* [What you are asked to do] An exact copy of the lines from the one containing "Implements #3613" through the final line of the records is the only acceptable answer.

(Saved data entries)
_____

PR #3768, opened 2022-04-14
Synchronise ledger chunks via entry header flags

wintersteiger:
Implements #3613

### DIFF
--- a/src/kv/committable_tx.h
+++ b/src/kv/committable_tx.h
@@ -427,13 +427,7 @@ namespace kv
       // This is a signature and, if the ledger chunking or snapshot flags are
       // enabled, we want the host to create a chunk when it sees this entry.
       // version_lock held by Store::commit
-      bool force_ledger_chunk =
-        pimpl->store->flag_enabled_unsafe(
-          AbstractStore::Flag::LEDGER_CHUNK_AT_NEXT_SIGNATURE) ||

_____

* [Written solution]
Implements #3613

### DIFF
--- a/src/kv/committable_tx.h
+++ b/src/kv/committable_tx.h
@@ -427,13 +427,7 @@ namespace kv
       // This is a signature and, if the ledger chunking or snapshot flags are
       // enabled, we want the host to create a chunk when it sees this entry.
       // version_lock held by Store::commit
-      bool force_ledger_chunk =
-        pimpl->store->flag_enabled_unsafe(
-          AbstractStore::Flag::LEDGER_CHUNK_AT_NEXT_SIGNATURE) ||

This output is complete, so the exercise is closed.